Does anyone know what determines how far from the destination ATC gives expected approach? One time they gave me approach 100nm from the airport, another time it’s only 14nm, when I am almost on final.
100nm is a perfect distance so I have plenty of time to prepare but it only happened once. Usually it’s 15-20nm. It’s not a problem if ATC gives me clearance to the same approach that I have already configured in FMC but when they tell me to land on a opposite runway there is not much time to reconfigure everything.
It’s better to use your own flight plan EFB and begin your own descent based on the EFB’s calculated ToD. This way you have enough lead time to get to the approach IAF without scrambling.
You’ll get nagged to go back to ENR cruise until you’re within the “magic range” of the IAF - this is true if you decide to drop from cruise straight to the IAF or you take a STAR.
Once you’re within range of the IAF, ATC syncs again. That’s just the way it is.
Descend is not a problem, I am talking about lateral navigation.
I was landing at LSGG the other day and prepared my FMC to land on RW22. I was already after BIVLO when ATC told me to land on RW04. RW22 was an active runway according to ATIS but ATC cleared me to RW04 for some reason. If they told me this when I was 50nm from the airport I’d have enough time to make changes in my flight plan.
So, my question is why it gave me an expected approach 100nm from my destination when I was landing at YGLA, but it waited to the very last moment when I was landing at LSGG?
I see here very important difference - 2 really different type of procedure. First as looks like with not any arrival procedure with precise/no precise approach and other that has defined arrival and set approach type (in this case ILS) already on GPS/FMC. Then I don’t expect any other generic step as you’ve reported. Other interesting thing for first type of approach is maybe terrain around destination airport what can maybe play some role here. Look, this isn’t simple like any game to describe why yes and why not, good understanding of all things is mandatory to have better look at this problematic, other case is how sim will fight with this situation you’ve prepared in planner
aaaaah you’ve posted next post meanwhile, will not now change my post due this, I leave it as answer to your first post. On other side, Brisbane and Reykjavik are really 2 different places where approach and arrival procedure possibilities need to be checked. Look at that, why simple visual approach is set?
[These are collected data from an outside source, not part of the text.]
PR #437, opened 2022-09-23
Add full screen map

kristofbolyai:
This PR also fixes the bug where minimap rendering was blurry.


common/src/main/java/com/wynntils/screens/maps/MainMapScreen.java
```diff
@@ -0,0 +1,270 @@
...
+                KeyboardUtils.isKeyDown(McUtils.mc().options.keyUp.key.getValue()));
+        KeyMapping.set(
+                McUtils.mc().options.keyRight.key,
+                KeyboardUtils.isKeyDown(McUtils.mc().options.keyRight.key.getValue()));
+        KeyMapping.set(
+                McUtils.mc().options.keyJump.key,
+                KeyboardUtils.isKeyDown(McUtils.mc().options.keyUp.key.getValue()));
+        KeyMapping.set(
+                McUtils.mc().options.keyShift.key,
+                KeyboardUtils.isKeyDown(McUtils.mc().options.keyShift.key.getValue()));
```
Incompleteusern, line 86: What does this do?

Benj2005:
There seems to be an issue where the full screen map doesn't quite fit within it's border.
(Replicated on both full screen 1080p and full screen 1440p.)

common/src/main/java/com/wynntils/screens/maps/MainMapScreen.java
kristofbolyai: When opening a map, you stop running/shifting/etc. This makes it so you don't (as it is done in legacy)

So at time of arrival your ATIS still says rwy22 for arrival? If yes what weather type you have set? Other case the sim problem looks like. What about wind indications for sure at time of arrival? You know, weather and conditions are changing very often and your expectations and requirements to have correct informations soon has nothing to do with reality, if we can say like that.
May or may not be useful but i always use Navi graphs or little navmap enroute to keep checking on arrival weather and runway, i also never enter arrival or approaches into fmc until I’ve been told by ATC what they want me to do ( i do sometimes enter the expected ILS frequency) that said I’ve never had approach information that late i usually get it around 50-20 miles but I’m usually pretty much setup for that runway anyway as i have been monitoring. ATIS i usually avoid as it is almost always wrong
You can of course “force” ATC to use your prepared flight plan but to me that’s cheating!
I also used to leave setting up the arrival until late on into the flight and did occasionally get a last minute change. But recently I’ve been setting up from the start using the info Simbrief provides and up to now have always got what I expected - and no, I don’t have the forced ATC on.
It does add to the fun though when you’re given something unexpected…!
I do it for every flight but when wind is slower than 10kts ATC is unpredictable with active runway. It will give you a runway with tail wind if the weather is calm.
Well i would say atc becomes unpredictable at far less than 10 knots only really when it’s down to a few knots , and a tailwind at those speeds wouldn’t matter at all. Also little nav map usually reports all runways good for landing in these conditions so you are for warned
This happens IRL sometimes (there’s an A320 pilot in my family), with the Pilot Monitoring scrambling to get the Macdoo configured in time. Not often, granted, but it does happen.
If you’re really rushed, there’s nothing to stop you from using Active Pause, as you’re head-down anyway.